Abrigos, asilos, casas de passagem, são termos determinantes para locais que acolhem o fruto do abandono social, animais humanos e não humanos que vivem em situação de exclusão, à margem da sociedade e das comunidades, e estão remetidos de forma significativa à ausência de lares, famílias, cuidadores ou responsáveis.

Os crônicos defeitos do exercício da cidadania refletem-se na desfiguração dos indivíduos e na fonte das intolerâncias que deságuam na prática de abandonar. 

Estamos no Inverno, e eu quero comentar sobre esse período do ano que violenta ainda mais a situação dos excluídos.

No Inverno pioram as reações físicas e psicológicas dos abandonados!

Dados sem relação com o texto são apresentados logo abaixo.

Issue #1669, opened 2017-04-09
Size of struct mmo_charstatus


MishimaHaruna:
### Issue Prelude

-  [x] I have not modified the source prior to reproducing this issue.
-  [x] I am using the latest version of Hercules.
-  [x] I am aware that this report will be closed or deleted if it becomes obvious that I am stating the false.

### Description

The size of `struct mmo_charstatus` has grown a lot recently, especially after merging #1598 and this poses a problem for future expansion, as well as customization possibilities.

In case someone isn't aware, this is a problem because the struct needs to be smaller than 64kB, since we send between char and map server as a single packet.

The struct size before merging #1598 was `39,896` bytes, and now is `65,496` bytes (very close to the maximum limit). Because of this, even simple modifications to it (i.e. increasing the size of the friend list) are pretty much impossible right now in Hercules.

The main offender is the storage (`struct storage_data` is now `43,208` bytes). I believe we should split that from the `struct mmo_charstatus`, and handle it separately (like we do with the char regs).

**Branch(es):**
- [x] master

**Hercules rev. hash/commit:** 

Git revision src: 7cc094df792340752c9637fc28b3a1108dcd53d7

```
[Info]: Hercules 64-bit for Mac OS X
[Info]: Git revision (src): '7cc094df792340752c9637fc28b3a1108dcd53d7'
[Info]: Git revision (scripts): '7cc094df792340752c9637fc28b3a1108dcd53d7'
[Info]: OS version: 'Mac OS X 10.12.4 16E195 [x86_64]'
[Info]: CPU: 'Intel Core i7 (2.8 GHz) [4]'
[Info]: Compiled with GCC v6.3.0
```

PR #1679, opened 2017-04-13
Dismemberment of storage_data from mmo_charstatus. 

Smokexyz:
### Pull Request Prelude

### Changes Proposed

Dismemberment of `storage_data` from `mmo_charstatus`. 
Add `storage_data` reception, parsing and sending from the map-server.
Remove loading and saving of `storage_data` through char.c
Re-declaration of structure storage_data as a vector.
Re-code of portions in the map-server using `storage_data`.
Unchanged: `storage_data` (now vector data) is still saved through `char_memitemdata_to_sql`.

**Affected Branches:** Master

[//]: # (Master? Slave?)

**Issues addressed:** #1669 

- [x] Search for unchanged places where storage_data was used and (if found) update to comply with the new vector format.

### DIFF
--- a/doc/constants.md
+++ b/doc/constants.md
@@ -3799,6 +3799,16 @@
 - `EQP_SHADOW_ACC_R`: 1048576
 - `EQP_SHADOW_ACC_L`: 2097152
 
+### Item Option Types
+
+- `IT_OPT_INDEX`: 0
+- `IT_OPT_VALUE`: 1
+- `IT_OPT_PARAM`: 2
+
+### Maximum Item Options
+
+- `MAX_ITEM_OPTIONS`: 5
+
 ### Navigation constants, use with *navigateto*
 
 - `NAV_NONE`: 0


HerculesWSAPI:
This change is [Reviewable](https://reviewable.io/reviews/herculesws/hercules/1679)

src/map/storage.c
```diff
@@ -329,22 +348,26 @@ int storage_storageaddfromcart(struct map_session_data* sd, int index, int amoun
...
 		return 0;
 
-	if( (flag = pc->cart_additem(sd,&sd->status.storage.items[index],amount,LOG_TYPE_STORAGE)) == 0 )
-		storage->delitem(sd,index,amount);
+	if ((flag = pc->cart_additem(sd, it, amount, LOG_TYPE_STORAGE)) == 0)
+		storage->delitem(sd, index, amount);
 	else {
 		clif->dropitem(sd, index,0);
-		clif->cart_additem_ack(sd,flag == 1?0x0:0x1);
+		clif->cart_additem_ack(sd, flag == 1?0x0:0x1);
```
Jedzkie: `clif->cart_additem_ack(sd, flag == 1 ? 0x0 : 0x1);`

src/map/storage.c
```diff
@@ -329,22 +348,26 @@ int storage_storageaddfromcart(struct map_session_data* sd, int index, int amoun
...
-	if( amount < 1 || amount > sd->status.storage.items[index].amount )
+	if (amount < 1 || amount > it->amount)
 		return 0;
 
-	if( (flag = pc->cart_additem(sd,&sd->status.storage.items[index],amount,LOG_TYPE_STORAGE)) == 0 )
-		storage->delitem(sd,index,amount);
+	if ((flag = pc->cart_additem(sd, it, amount, LOG_TYPE_STORAGE)) == 0)
+		storage->delitem(sd, index, amount);
 	else {
 		clif->dropitem(sd, index,0);
```
Jedzkie: `clif->dropitem(sd, index, 0);`

src/map/storage.c
```diff
@@ -180,29 +182,35 @@ int storage_additem(struct map_session_data* sd, struct item* item_data, int amo
 	{//Stackable
 		for( i = 0; i < MAX_STORAGE; i++ )
 		{
-			if( compare_item(&stor->items[i], item_data) )
+			it = &VECTOR_INDEX(sd->storage, i);
+			if( compare_item(it, item_data) )
```
Jedzkie: `if (compare_item(it, item_data))`

src/map/storage.c
```diff
@@ -180,29 +182,35 @@ int storage_additem(struct map_session_data* sd, struct item* item_data, int amo
...
 			{// existing items found, stack them
-				if( amount > MAX_AMOUNT - stor->items[i].amount || ( data->stack.storage && amount > data->stack.amount - stor->items[i].amount ) )
+				if( amount > MAX_AMOUNT - it->amount || ( data->stack.storage && amount > data->stack.amount - it->amount ) )
```
Jedzkie: `if (amount > MAX_AMOUNT - it->amount || (data->stack.storage && amount > data->stack.amount - it->amount))`

src/map/storage.c
Smokexyz: Code-styling will be handled in a separate commit, once the main commit has been reviewed. But thanks for your findings.

src/map/storage.c
Smokexyz: This line isn't even changed though.

src/char/int_storage.c
```diff
@@ -74,36 +75,41 @@ int inter_storage_fromsql(int account_id, struct storage_data* p)
...
-			item->card[j] = atoi(data);
-		}
-		/* Item Options */
-		for (j = 0; j < MAX_ITEM_OPTIONS; ++j) {
-			SQL->GetData(inter->sql_handle, 10 + MAX_SLOTS + j * 2, &data, NULL);
-			item->option[j].index = atoi(data);
-			SQL->GetData(inter->sql_handle, 11 + MAX_SLOTS + j * 2, &data, NULL);
-			item->option[j].value = atoi(data);
+	if ((num_rows = (int)SQL->NumRows(inter->sql_handle)) != 0) {
+		VECTOR_ENSURE(*p, num_rows, 1);
```
4144: Probably here better use bigger number for allocation step (replace 1 to other value). May be 4 or 8?
Bigger number will allocate bit more memory, but from other side it reduce number of allocations.

Smokexyz: Not really, step 1 would allocate 1 time on load. Only 
```
while ((_n) + VECTOR_LENGTH(_vec) > _newcapacity_) \
			_newcapacity_ += (_step); \
```
would be executed `(_n + length)/_step` times.

src/char/int_storage.c
```diff
@@ -41,24 +41,25 @@ struct inter_storage_interface inter_storage_s;
 struct inter_storage_interface *inter_storage;
 
 /// Save storage data to sql
-int inter_storage_tosql(int account_id, struct storage_data* p)
+int inter_storage_tosql(int account_id, const struct item *p)
```
MishimaHaruna: I think it's better for this function to stay as it was (and just add const). Similar things hurt us in the past, and I don't want to repeat it (it's the reason why I started using VECTOR wherever we were using pointers to the first element of an array)

`struct storage_data *` has the benefit over `struct item *` of containing an array of known size. If you really want to pass a pointer to the first entry, then you have to always pass the size along with it.


The following are both equally acceptable:
```
// This passes the knowledge that the item array is part of a storage, and as such the function knows that, by definition, it'll have MAX_STORAGE elements
int inter_storage_tosql(int account_id, const struct storage_data* p)

// This pushes the responsibility on the caller, which knows that the item array is part of a storage, of letting the function know the array size
int inter_storage_tosql(int account_id, const struct item *p, int length)
```

I don't want functions that take a pointer to the first element of an array, and arbitrarily decide the size of said array.

MishimaHaruna:
I started reviewing this PR, but at some point I got a bit lost. If this uses a VECTOR now, why does it always assume a fixed array length? (in all the `index >= 0 && index < MAX_STORAGE` checks)

src/char/int_storage.c
Smokexyz: Ah correct, this should use and send the length of the vector through to `char_ memitemdata_to_sql`

Smokexyz:
@MishimaHaruna If you could review the files please.

src/char/int_storage.c
```diff
@@ -41,24 +41,27 @@ struct inter_storage_interface inter_storage_s;
...
 	char* data;
 	int i;
 	int j;
+	int num_rows = 0;
 
 	nullpo_ret(p);
-	memset(p, 0, sizeof(struct storage_data)); //clean up memory
-	p->storage_amount = 0;
+
+	VECTOR_INIT(*p);
```
MishimaHaruna: `VECTOR_INIT()` should be on the caller's side (so that you don't have to pass an uninitialized variable to a function), and here you should have `VECTOR_CLEAR()` (just as a safety measure). This change would make the  caller the owner of this struct, which is what we want here so that allocations and deallocations are always in matching pair where the owner resides

src/char/int_storage.c
```diff
@@ -240,13 +248,100 @@ int mapif_save_guild_storage_ack(int fd, int account_id, int guild_id, int fail)
...
+ */
+int mapif_account_storage_load(int fd, int account_id)
+{
+	struct storage_data p = { 0 };
+	int count = 0, i = 0, len = 0;
+
+	Assert_ret(account_id > 0);
+
+	if ((count = inter_storage->fromsql(account_id, &p)) == 0)
+		return 0;
```
MishimaHaruna: I don't think an empty storage should be considered a failed load. It should still send the info ("the storage is empty") to the mapserver

src/char/int_storage.c
```diff
@@ -240,13 +248,100 @@ int mapif_save_guild_storage_ack(int fd, int account_id, int guild_id, int fail)
...
+ * @return 1 on success, 0 on failure.
+ */
+int mapif_parse_AccountStorageSave(int fd)
+{
+	int payload_size = RFIFOW(fd, 2) - 8, account_id = RFIFOL(fd, 4);
+	int i = 0, count = 0;
+	struct storage_data p_buf;
+
+	Assert_ret(fd > 0);
+	Assert_ret(account_id < 0);
```
MishimaHaruna: Do you mean > 0 here?

src/char/int_storage.c
```diff
@@ -240,13 +248,100 @@ int mapif_save_guild_storage_ack(int fd, int account_id, int guild_id, int fail)
...
+
+	if (payload_size > 0 || (count = payload_size/sizeof(struct item)) <= 0)
```
MishimaHaruna: `payload_size < 0`?

Also, `count == 0` is a reasonable value to accept. If a storage gets emptied, we still want to save it as empty (and delete old existing entries).

src/map/atcommand.c
```diff
@@ -5160,17 +5160,17 @@ ACMD(storeall)
...
 
 	if (sd->state.storage_flag == STORAGE_FLAG_NORMAL) {
 		clif->message(fd, msg_fd(fd,250));
 		return false;
 	}
 
-	j = sd->status.storage.storage_amount;
-	for (i = 0; i < j; ++i) {
-		storage->delitem(sd, i, sd->status.storage.items[i].amount);
+	for (i = 0; i < VECTOR_LENGTH(sd->storage); ++i) {
```
MishimaHaruna: This won't work properly: it's iterating on the same set it's deleting (the indexes as well as VECTOR_LENGTH will change during the loop).

If you really want to do this, and you really want to use vectors, then you have to loop in reverse:

```
while (VECTOR_LENGTH(sd->storage) > 0) {
    storage->delitem(sd, VECTOR_LENGTH(sd->storage) - 1, VECTOR_LAST(sd->storage).amount);
}
```

This will also be more efficient (deleting the last element of a vector doesn't cause it to have to move every other element multiple times)

src/map/chrif.c
```diff
@@ -324,6 +324,9 @@ bool chrif_save(struct map_session_data *sd, int flag) {
 	if( sd->save_quest )
 		intif->quest_save(sd);
 
+	if (VECTOR_LENGTH(sd->storage))
```
MishimaHaruna: You likely want to save the storage even if it's empty (to handle the case where the storage was full, then items get deleted from it)

src/map/intif.c
```diff
@@ -439,6 +439,97 @@ int intif_request_registry(struct map_session_data *sd, int flag)
...
+void intif_parse_account_storage(int fd)
+{
+	int account_id = 0, payload_size = 0, storage_count = 0;
+	int i = 0;
+	struct map_session_data *sd = NULL;
+
+	Assert_retv(fd > 0);
+
+	if ((payload_size = RFIFOW(fd, 2) - 8) == 0)
+		return; // no data, nothing to do.
```
MishimaHaruna: If there's no data, we likely still want to know whose it was, and mark the storage data as received for the character

src/map/intif.c
```diff
@@ -439,6 +439,97 @@ int intif_request_registry(struct map_session_data *sd, int flag)
...
+{
+	int len = 0, i = 0;
+
+	if (intif->CheckForCharServer())
+		return;
+
+	len = 8 + VECTOR_LENGTH(sd->storage) * sizeof(struct item);
+
+	if (len == 8)
+		return; // nothing to save.
```
MishimaHaruna: If there's nothing to save, we still want to save it

src/map/pc.c
```diff
@@ -10163,21 +10167,22 @@ int pc_checkitem(struct map_session_data *sd)
...
+			id = it->nameid;
 
 			if (!id)
 				continue;
 
 			if( id && !itemdb_available(id) ) {
-				ShowWarning("Removed invalid/disabled item id %d from storage (amount=%d, char_id=%d).\n", id, sd->status.storage.items[i].amount, sd->status.char_id);
-				storage->delitem(sd, i, sd->status.storage.items[i].amount);
+				ShowWarning("Removed invalid/disabled item id %d from storage (amount=%d, char_id=%d).\n", id, it->amount, sd->status.char_id);
+				storage->delitem(sd, i, it->amount);
```
MishimaHaruna: See the note in atcommand clearstorage on using `storage->delitem()` inside a loop on `VECTOR_LENGTH(sd->storage)`. The same issue occurs here

src/map/storage.c
```diff
@@ -212,21 +220,28 @@ int storage_additem(struct map_session_data* sd, struct item* item_data, int amo
...
-	if( sd->status.storage.items[n].amount == 0 )
-	{
-		memset(&sd->status.storage.items[n],0,sizeof(sd->status.storage.items[0]));
-		sd->status.storage.storage_amount--;
-		if( sd->state.storage_flag == STORAGE_FLAG_NORMAL )
-			clif->updatestorageamount(sd, sd->status.storage.storage_amount, MAX_STORAGE);
+	it->amount -= amount;
+
+	if (it->amount == 0) {
+		VECTOR_ERASE(sd->storage, n);
```
MishimaHaruna: This will cause the storage to be re-sorted, which the client doesn't expect. Any data in an open storage window will likely become invalid, and the client will start using wrong indexes for subsequent operations. This needs to be tested, but I don't expect it to work properly (I'm not sure how to let the client know that we changed the indexes from what we originally sent)

src/map/intif.c
Smokexyz: Hmm, why here though? I understand sending "no data" from char to map to flag it as received but why would the char server need this.

src/map/atcommand.c
Smokexyz: As discussed, vector indexes of storage items will be `memset` to 0 while the storage is open. When closed, zeroed entries will be erased from the vector.

src/map/chrif.c
Smokexyz: I don't understand what you mean here, if you could explain a little more in detail please.

MishimaHaruna: Saving an empty storage is a case that should be handled normally. A storage can currently have 0 items in it, and we still want to save it.
This happens when a character has items in its storage, logs in, then removes all the items from its storage. In that case we still want to save an empty storage, or the items will be duplicated.

Smokexyz: Ah right, silly me.

Smokexyz: Should be fixed now.

src/map/intif.c
Smokexyz: Done.

src/char/int_storage.c
```diff
@@ -74,36 +77,41 @@ int inter_storage_fromsql(int account_id, struct storage_data* p)
...
 		}
 	}
-	p->storage_amount = i;
+
 	SQL->FreeResult(inter->sql_handle);
 
-	ShowInfo("storage load complete from DB - id: %d (total: %d)\n", account_id, p->storage_amount);
-	return 1;
+	ShowInfo("storage load complete from DB - id: %d (total: %d)\n", account_id, VECTOR_LENGTH(*p));
+	return num_rows;
```
MishimaHaruna: Instead of `num_rows`, this should return `VECTOR_LENGTH(*p)` (they can be different in case there are more items in the SQL database than the `MAX_STORAGE` for example.  You can, in fact, get rid of the `num_rows` variable entirely.

src/map/storage.c
```diff
@@ -178,31 +180,37 @@ int storage_additem(struct map_session_data* sd, struct item* item_data, int amo
...
+
 	// add item to slot
-	memcpy(&stor->items[i],item_data,sizeof(stor->items[0]));
-	stor->storage_amount++;
-	stor->items[i].amount = amount;
-	clif->storageitemadded(sd,&stor->items[i],i,amount);
-	clif->updatestorageamount(sd, stor->storage_amount, MAX_STORAGE);
+	VECTOR_PUSH(sd->storage, *item_data);
+
+	it = &VECTOR_INDEX(sd->storage, VECTOR_LENGTH(sd->storage)-1);
```
MishimaHaruna: A shortand for this is:

```
it = &VECTOR_LAST(sd->storage);
```

src/map/storage.c
```diff
@@ -212,21 +220,29 @@ int storage_additem(struct map_session_data* sd, struct item* item_data, int amo
...
 {
+	struct item *it = NULL;
+
 	nullpo_retr(1, sd);
-	Assert_retr(1, n >= 0 && n < MAX_STORAGE);
-	if( sd->status.storage.items[n].nameid == 0 || sd->status.storage.items[n].amount < amount )
+
+	Assert_retr(1, n >= 0 && n < VECTOR_LENGTH(sd->storage));
+
+	if (sd->state.storage_flag != STORAGE_FLAG_NORMAL)
```
MishimaHaruna: Can you explain the reason for this line? Do we want delitem to silently fail (and return success) if the storage isn't open? I believe we have some functions that don't change the sd's storage_flag, but still want to delete items from the storage.

src/map/storage.c
```diff
@@ -212,21 +220,29 @@ int storage_additem(struct map_session_data* sd, struct item* item_data, int amo
...
-	{
-		memset(&sd->status.storage.items[n],0,sizeof(sd->status.storage.items[0]));
-		sd->status.storage.storage_amount--;
-		if( sd->state.storage_flag == STORAGE_FLAG_NORMAL )
-			clif->updatestorageamount(sd, sd->status.storage.storage_amount, MAX_STORAGE);
+	it->amount -= amount;
+
+	if (it->amount == 0) {
+		memset(it, 0, sizeof(struct item));
+		clif->updatestorageamount(sd, VECTOR_LENGTH(sd->storage), MAX_STORAGE);
```
MishimaHaruna: This isn't reporting the correct amount of items to the player (because by deleting an item in the middle, you can't rely on VECTOR_LENGTH() anymore. There needs to be a flag (in the sd) that counts the deleted items until the storage is closed and the vector is compacted...

src/map/storage.c
```diff
@@ -356,12 +380,24 @@ int storage_storagegettocart(struct map_session_data* sd, int index, int amount)
...
 
-	if( map->save_settings&4 )
-		chrif->save(sd,0); //Invokes the storage saving as well.
+	if (map->save_settings & 4)
+		chrif->save(sd, 0); //Invokes the storage saving as well.
+
+	/* Erase deleted account storage items from memory
+	 * and resize the vector. */
+	for (i = 0; i < VECTOR_LENGTH(sd->storage); i++) {
+		if (VECTOR_INDEX(sd->storage, i).nameid == 0) {
```
MishimaHaruna: This would skip adjacent empty slots. You need to `i--` whenever you erase an entry (or if you prefer, use a while loop and only do `i++` when you haven't deleted anything)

Um estudo feito nos Estados Unidos, na Universidade de Toronto, Canadá, comprova que pessoas que vivem em abrigos, asilos ou “lares de passagem”, além de outras reações, sentem mais frio.

Lendo por acaso esse estudo, imediatamente comparei com a reação dos animais abrigados no Quintal de São Francisco. Afirmo que animais abandonados reagem igualmente!

Os animais em abrigos, no inverno, ficam mal humorados, mesmo tendo locais cobertos, forrados com jornais, cobertores e “roupinhas”, apresentam maior estresse, se irritam com facilidade e são capazes de não darem atenção às pessoas quando chamados. Os mais idosos demonstram sentir mais dores.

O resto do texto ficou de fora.